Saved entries
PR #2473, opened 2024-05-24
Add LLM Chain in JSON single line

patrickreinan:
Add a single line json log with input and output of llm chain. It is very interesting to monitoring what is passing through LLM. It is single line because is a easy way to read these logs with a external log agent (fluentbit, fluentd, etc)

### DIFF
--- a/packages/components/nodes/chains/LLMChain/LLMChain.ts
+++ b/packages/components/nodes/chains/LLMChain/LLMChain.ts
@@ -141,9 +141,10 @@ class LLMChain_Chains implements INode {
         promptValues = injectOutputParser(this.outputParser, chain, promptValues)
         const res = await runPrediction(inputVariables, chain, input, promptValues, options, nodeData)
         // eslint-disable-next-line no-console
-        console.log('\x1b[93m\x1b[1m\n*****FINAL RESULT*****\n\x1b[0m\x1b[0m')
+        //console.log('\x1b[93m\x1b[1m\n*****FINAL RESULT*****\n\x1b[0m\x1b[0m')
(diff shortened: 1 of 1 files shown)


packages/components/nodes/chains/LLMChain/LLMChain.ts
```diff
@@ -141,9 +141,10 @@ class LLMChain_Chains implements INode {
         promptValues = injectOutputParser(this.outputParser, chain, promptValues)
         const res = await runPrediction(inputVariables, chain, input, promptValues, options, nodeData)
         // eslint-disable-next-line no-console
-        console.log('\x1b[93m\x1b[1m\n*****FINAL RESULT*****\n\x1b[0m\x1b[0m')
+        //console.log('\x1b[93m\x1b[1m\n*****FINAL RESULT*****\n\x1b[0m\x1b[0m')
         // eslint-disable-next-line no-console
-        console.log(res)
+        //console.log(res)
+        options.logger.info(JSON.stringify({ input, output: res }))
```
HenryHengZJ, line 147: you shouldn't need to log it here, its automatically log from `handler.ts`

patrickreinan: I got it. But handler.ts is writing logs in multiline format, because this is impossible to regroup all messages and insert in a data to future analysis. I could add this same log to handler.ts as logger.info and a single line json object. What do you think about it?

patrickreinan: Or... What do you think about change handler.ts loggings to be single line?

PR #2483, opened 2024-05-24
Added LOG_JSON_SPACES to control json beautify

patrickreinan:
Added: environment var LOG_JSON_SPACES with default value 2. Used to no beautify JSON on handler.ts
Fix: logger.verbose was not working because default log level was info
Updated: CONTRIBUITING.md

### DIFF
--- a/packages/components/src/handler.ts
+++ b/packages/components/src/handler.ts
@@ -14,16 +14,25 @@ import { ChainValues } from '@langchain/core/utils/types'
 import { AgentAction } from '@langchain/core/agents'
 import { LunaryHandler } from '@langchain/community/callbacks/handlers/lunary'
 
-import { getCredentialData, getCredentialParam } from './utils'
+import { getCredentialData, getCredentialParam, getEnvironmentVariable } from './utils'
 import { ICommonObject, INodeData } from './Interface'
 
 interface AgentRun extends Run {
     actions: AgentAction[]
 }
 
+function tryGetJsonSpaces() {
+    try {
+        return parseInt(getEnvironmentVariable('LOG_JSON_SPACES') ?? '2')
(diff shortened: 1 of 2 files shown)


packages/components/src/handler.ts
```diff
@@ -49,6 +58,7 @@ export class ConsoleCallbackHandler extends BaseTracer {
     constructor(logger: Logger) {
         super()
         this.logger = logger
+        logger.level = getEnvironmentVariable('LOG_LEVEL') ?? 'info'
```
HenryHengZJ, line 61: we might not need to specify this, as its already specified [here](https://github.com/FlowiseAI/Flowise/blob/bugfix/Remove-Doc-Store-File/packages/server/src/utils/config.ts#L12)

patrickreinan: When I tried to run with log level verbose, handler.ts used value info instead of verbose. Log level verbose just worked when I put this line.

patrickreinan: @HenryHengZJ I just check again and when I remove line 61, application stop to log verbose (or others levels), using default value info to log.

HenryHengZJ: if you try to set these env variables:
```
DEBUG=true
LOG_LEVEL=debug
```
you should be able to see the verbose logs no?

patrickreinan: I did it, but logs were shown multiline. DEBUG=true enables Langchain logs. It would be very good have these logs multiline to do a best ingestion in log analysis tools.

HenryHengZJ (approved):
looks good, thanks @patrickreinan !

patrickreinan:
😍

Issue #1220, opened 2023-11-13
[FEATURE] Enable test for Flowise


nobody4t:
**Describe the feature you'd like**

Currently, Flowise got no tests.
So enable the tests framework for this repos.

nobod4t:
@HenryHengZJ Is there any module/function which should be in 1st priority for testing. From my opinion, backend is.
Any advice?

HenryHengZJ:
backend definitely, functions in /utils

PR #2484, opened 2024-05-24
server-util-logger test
...
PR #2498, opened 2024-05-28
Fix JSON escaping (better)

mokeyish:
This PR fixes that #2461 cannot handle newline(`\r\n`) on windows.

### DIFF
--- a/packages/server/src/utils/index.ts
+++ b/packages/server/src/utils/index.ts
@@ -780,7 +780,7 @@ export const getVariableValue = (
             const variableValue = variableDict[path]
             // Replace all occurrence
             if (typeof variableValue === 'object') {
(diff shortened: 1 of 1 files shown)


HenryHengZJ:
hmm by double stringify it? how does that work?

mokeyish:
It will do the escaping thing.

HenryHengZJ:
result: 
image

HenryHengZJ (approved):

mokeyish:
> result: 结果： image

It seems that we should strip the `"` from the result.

■ Goal of the exercise: Which lines above carry the string "opened"? Copy those lines.

■ Exercise solution:
PR #2473, opened 2024-05-24
PR #2483, opened 2024-05-24
Issue #1220, opened 2023-11-13
PR #2484, opened 2024-05-24
PR #2498, opened 2024-05-28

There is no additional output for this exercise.